— WHAT IS BEING ASKED —
Every record must reappear in the answer exactly as given.

— TASK DATA —
━━━━━━━━━━
PR #1689, opened 2022-04-14
chore: update PR template to include side effects check

zchenwei:
#### Description of changes

Updating contributing guide and PR template checklist to include `sideEffects`

#### Checklist

- [x] PR description included
- [x] `yarn test` passes


.github/PULL_REQUEST_TEMPLATE.md
```diff
@@ -23,6 +23,7 @@ the requirements below.
 - [ ] PR description included
 - [ ] `yarn test` passes
 - [ ] Tests are updated
+- [ ] `sideEffects` field in `package.json` is updated
```
reesscot, line 26: I'm not sure how I feel about this being here. I feel like we could address the side effects in a different way. Do we think this will catch side effects being introduced? My hunch is that it will just get ignored by people who don't understand what it means.

zchenwei: I wouldn't say this will catch new introduced side effects. It is more like a reminder

zchenwei: I cannot think of a different way but people will find their files with side effects are not included in the build during dev 🤣

reesscot: What if we change it to `"No side effects or `sideEffects` field updated`, with a link to docs on avoiding sideeffects in contributing? That way we are raising awareness with a more detailed explanation

reesscot (approved):

0618 (approved):

packages/react/CONTRIBUTING.md
```diff
@@ -12,6 +12,42 @@ This will start building `@aws-amplify/ui-react` in watch mode. To test your cha
...
+### Imports
+
+Separate all imports organized, alphabetical blocks of `third_party → internal → local` for easier reading.
+
+```js
+import { isEmpty } from 'lodash/isEmpty';
+import * as React from 'react';
+import { Auth } from 'aws-amplify';
+import { Button } from 'primitives/Button';
+import { THIS_ENUM } from 'utils/types';
```
wlee221, line 26: Should this be

```suggestion
import { Button } from './primitives/Button';
import { THIS_ENUM } from './utils/types';
```
?

packages/react/CONTRIBUTING.md
```diff
@@ -12,6 +12,54 @@ This will start building `@aws-amplify/ui-react` in watch mode. To test your cha
...
+```
+
+### Variable Naming
+
+1. Component names should be capitalized.
+2. Boolean props should be prefixed with `is` and default to `false`.
+
+### Others
+
+Do **NOT** introduce any [side effects](https://webpack.js.org/guides/tree-shaking/#mark-the-file-as-side-effect-free) unless you have to with rational reasons. A "side effect" is defined as code that performs a special behavior when imported, other than exposing one or more exports. An example of this are polyfills, which affect the global scope and usually do not provide an export. For example,
```
calebpollman, line 51:
```suggestion
Do **NOT** introduce any [side effects](https://webpack.js.org/guides/tree-shaking/#mark-the-file-as-side-effect-free) unless you have to with rational reasons. A "side effect" is defined as code that performs a special behavior when imported, other than exposing one or more exports. An example of this are polyfills, which affect the global scope and usually do not provide an export. For example:
```

packages/react/CONTRIBUTING.md
```diff
@@ -12,6 +12,54 @@ This will start building `@aws-amplify/ui-react` in watch mode. To test your cha
...
+
+```js
+import './polyfill';
+```
+
+Any imported file is subject to tree shaking, that means CSS file needs to be added to the side effect list so it will not be unintentionally dropped,
```
calebpollman, line 57:
```suggestion
Any imported file is subject to tree shaking, that means CSS file needs to be added to the side effect list so it will not be unintentionally dropped:
```

calebpollman (approved):

PR #1690, opened 2022-04-14
chore: use tsup for dev build

reesscot:
#### Description of changes
This PR adds tsup back as the dev build method because rollup is only really designed for production builds. This increases dev build speed, especially in watch mode.

1. `yarn ui build && yarn react build`
2. Then I ran both `yarn docs dev` and `yarn react-example dev` builds and successfully saw changed files reflected in the docs and sample apps (without crashing them)

#### Checklist

- [x] PR description included
- [x] `yarn test` passes


calebpollman (approved):
LGTM 🚢

0618 (approved):
Do we also need to update README?

reesscot:
> Do we also need to update README?

I double-checked the contributing and it already references using `yarn react dev` and `yarn ui dev`

PR #1692, opened 2022-04-14
chore(ui-react): refactor DataStore query hooks

calebpollman:
#### Description of changes

Follow up to: https://github.com/aws-amplify/amplify-ui/pull/1666

Combine the functionality of both the `useDataStoreItem` and `useDataStoreCollection` hooks in the `useDataStoreBinding` hook. Allows removal of `eslint` ignore comments, and fixes `rules-of-hooks` errors.

#### Issue #, if available
NA

#### Checklist

- [x] PR description included
- [x] `yarn test` passes
- [x] Tests are updated


packages/react/src/hooks/useDataStore.tsx
```diff
@@ -11,99 +11,107 @@ import {
...
-    items: [],
-    isLoading: false,
-    error: undefined,
-  });
+export function useDataStoreBinding<Model extends PersistentModel>(
+  props: DataStoreBindingProps<Model, 'record'>
+): DataStoreItemResult<Model>;
+export function useDataStoreBinding<Model extends PersistentModel>(
+  props: DataStoreBindingProps<Model, 'collection'>
+): DataStoreCollectionResult<Model>;
```
alharris-at, line 24: I'm not familiar w/ this approach exporting just the method signature for a union input of props/results. Does this help the type system narrow the output type based on the input for an otherwise generic method?

packages/react/src/hooks/useDataStore.tsx
```diff
@@ -11,99 +11,107 @@ import {
...
+export function useDataStoreBinding<Model extends PersistentModel>(
+  props:
+    | DataStoreBindingProps<Model, 'record'>
+    | DataStoreBindingProps<Model, 'collection'>
+): DataStoreItemResult<Model> | DataStoreCollectionResult<Model> {
```
alharris-at, line 29: I'm sad that we did this, but it looks like codegen-ui is dependent on this behavior rather than just the underlying hooks.

alharris-at, line 29: I'm sad that we did this, but it looks like codegen-ui is dependent on this behavior rather than just the underlying hooks.

alharris-at: Actually, I just confirmed we no longer actually use `record`, only `collection` (then we manually unpack items[0] similar to what you're doing in the response for `record`) https://github.com/aws-amplify/amplify-codegen-ui/blob/main/packages/codegen-ui-react/lib/__tests__/__snapshots__/studio-ui-codegen-react.test.ts.snap

alharris-at: Actually, I just confirmed we no longer actually use `record`, only `collection` (then we manually unpack items[0] similar to what you're doing in the response for `record`) https://github.com/aws-amplify/amplify-codegen-ui/blob/main/packages/codegen-ui-react/lib/__tests__/__snapshots__/studio-ui-codegen-react.test.ts.snap

alharris-at (approved):

packages/react/src/hooks/useDataStore.tsx
calebpollman: Valid question. Since I didn't write this the overload initially (just moved the function declaration above the `useDataStoreCollection` and `useDataStoreItem` hooks) I'm just taking my best guess here but I believe In order for the function overload to work correctly all the signatures need to be exported

packages/react/src/hooks/useDataStore.tsx
calebpollman: Just spitballing here, and probably not pertinent to this PR, but in the future maybe we can consider migrating to only using `useDataStoreCollection`?

alharris-at: Agreed, probably something you'll want to chat w/ the Studio UI team about updating on their end, then building a deprecation path here.

alharris-at (dismissed):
━━━━━━━━━━
— RESPONSE AREA —
PR #1689, opened 2022-04-14
chore: update PR template to include side effects check

zchenwei:
#### Description of changes

Updating contributing guide and PR template checklist to include `sideEffects`

#### Checklist

- [x] PR description included
- [x] `yarn test` passes


.github/PULL_REQUEST_TEMPLATE.md
```diff
@@ -23,6 +23,7 @@ the requirements below.
 - [ ] PR description included
 - [ ] `yarn test` passes
 - [ ] Tests are updated
+- [ ] `sideEffects` field in `package.json` is updated
```
reesscot, line 26: I'm not sure how I feel about this being here. I feel like we could address the side effects in a different way. Do we think this will catch side effects being introduced? My hunch is that it will just get ignored by people who don't understand what it means.

zchenwei: I wouldn't say this will catch new introduced side effects. It is more like a reminder

zchenwei: I cannot think of a different way but people will find their files with side effects are not included in the build during dev 🤣

reesscot: What if we change it to `"No side effects or `sideEffects` field updated`, with a link to docs on avoiding sideeffects in contributing? That way we are raising awareness with a more detailed explanation

reesscot (approved):

0618 (approved):

packages/react/CONTRIBUTING.md
```diff
@@ -12,6 +12,42 @@ This will start building `@aws-amplify/ui-react` in watch mode. To test your cha
...
+### Imports
+
+Separate all imports organized, alphabetical blocks of `third_party → internal → local` for easier reading.
+
+```js
+import { isEmpty } from 'lodash/isEmpty';
+import * as React from 'react';
+import { Auth } from 'aws-amplify';
+import { Button } from 'primitives/Button';
+import { THIS_ENUM } from 'utils/types';
```
wlee221, line 26: Should this be

```suggestion
import { Button } from './primitives/Button';
import { THIS_ENUM } from './utils/types';
```
?

packages/react/CONTRIBUTING.md
```diff
@@ -12,6 +12,54 @@ This will start building `@aws-amplify/ui-react` in watch mode. To test your cha
...
+```
+
+### Variable Naming
+
+1. Component names should be capitalized.
+2. Boolean props should be prefixed with `is` and default to `false`.
+
+### Others
+
+Do **NOT** introduce any [side effects](https://webpack.js.org/guides/tree-shaking/#mark-the-file-as-side-effect-free) unless you have to with rational reasons. A "side effect" is defined as code that performs a special behavior when imported, other than exposing one or more exports. An example of this are polyfills, which affect the global scope and usually do not provide an export. For example,
```
calebpollman, line 51:
```suggestion
Do **NOT** introduce any [side effects](https://webpack.js.org/guides/tree-shaking/#mark-the-file-as-side-effect-free) unless you have to with rational reasons. A "side effect" is defined as code that performs a special behavior when imported, other than exposing one or more exports. An example of this are polyfills, which affect the global scope and usually do not provide an export. For example:
```

packages/react/CONTRIBUTING.md
```diff
@@ -12,6 +12,54 @@ This will start building `@aws-amplify/ui-react` in watch mode. To test your cha
...
+
+```js
+import './polyfill';
+```
+
+Any imported file is subject to tree shaking, that means CSS file needs to be added to the side effect list so it will not be unintentionally dropped,
```
calebpollman, line 57:
```suggestion
Any imported file is subject to tree shaking, that means CSS file needs to be added to the side effect list so it will not be unintentionally dropped:
```

calebpollman (approved):

PR #1690, opened 2022-04-14
chore: use tsup for dev build

reesscot:
#### Description of changes
This PR adds tsup back as the dev build method because rollup is only really designed for production builds. This increases dev build speed, especially in watch mode.

1. `yarn ui build && yarn react build`
2. Then I ran both `yarn docs dev` and `yarn react-example dev` builds and successfully saw changed files reflected in the docs and sample apps (without crashing them)

#### Checklist

- [x] PR description included
- [x] `yarn test` passes


calebpollman (approved):
LGTM 🚢

0618 (approved):
Do we also need to update README?

reesscot:
> Do we also need to update README?

I double-checked the contributing and it already references using `yarn react dev` and `yarn ui dev`

PR #1692, opened 2022-04-14
chore(ui-react): refactor DataStore query hooks

calebpollman:
#### Description of changes

Follow up to: https://github.com/aws-amplify/amplify-ui/pull/1666

Combine the functionality of both the `useDataStoreItem` and `useDataStoreCollection` hooks in the `useDataStoreBinding` hook. Allows removal of `eslint` ignore comments, and fixes `rules-of-hooks` errors.

#### Issue #, if available
NA

#### Checklist

- [x] PR description included
- [x] `yarn test` passes
- [x] Tests are updated


packages/react/src/hooks/useDataStore.tsx
```diff
@@ -11,99 +11,107 @@ import {
...
-    items: [],
-    isLoading: false,
-    error: undefined,
-  });
+export function useDataStoreBinding<Model extends PersistentModel>(
+  props: DataStoreBindingProps<Model, 'record'>
+): DataStoreItemResult<Model>;
+export function useDataStoreBinding<Model extends PersistentModel>(
+  props: DataStoreBindingProps<Model, 'collection'>
+): DataStoreCollectionResult<Model>;
```
alharris-at, line 24: I'm not familiar w/ this approach exporting just the method signature for a union input of props/results. Does this help the type system narrow the output type based on the input for an otherwise generic method?

packages/react/src/hooks/useDataStore.tsx
```diff
@@ -11,99 +11,107 @@ import {
...
+export function useDataStoreBinding<Model extends PersistentModel>(
+  props:
+    | DataStoreBindingProps<Model, 'record'>
+    | DataStoreBindingProps<Model, 'collection'>
+): DataStoreItemResult<Model> | DataStoreCollectionResult<Model> {
```
alharris-at, line 29: I'm sad that we did this, but it looks like codegen-ui is dependent on this behavior rather than just the underlying hooks.

alharris-at, line 29: I'm sad that we did this, but it looks like codegen-ui is dependent on this behavior rather than just the underlying hooks.

alharris-at: Actually, I just confirmed we no longer actually use `record`, only `collection` (then we manually unpack items[0] similar to what you're doing in the response for `record`) https://github.com/aws-amplify/amplify-codegen-ui/blob/main/packages/codegen-ui-react/lib/__tests__/__snapshots__/studio-ui-codegen-react.test.ts.snap

alharris-at: Actually, I just confirmed we no longer actually use `record`, only `collection` (then we manually unpack items[0] similar to what you're doing in the response for `record`) https://github.com/aws-amplify/amplify-codegen-ui/blob/main/packages/codegen-ui-react/lib/__tests__/__snapshots__/studio-ui-codegen-react.test.ts.snap

alharris-at (approved):

packages/react/src/hooks/useDataStore.tsx
calebpollman: Valid question. Since I didn't write this the overload initially (just moved the function declaration above the `useDataStoreCollection` and `useDataStoreItem` hooks) I'm just taking my best guess here but I believe In order for the function overload to work correctly all the signatures need to be exported

packages/react/src/hooks/useDataStore.tsx
calebpollman: Just spitballing here, and probably not pertinent to this PR, but in the future maybe we can consider migrating to only using `useDataStoreCollection`?

alharris-at: Agreed, probably something you'll want to chat w/ the Studio UI team about updating on their end, then building a deprecation path here.

alharris-at (dismissed):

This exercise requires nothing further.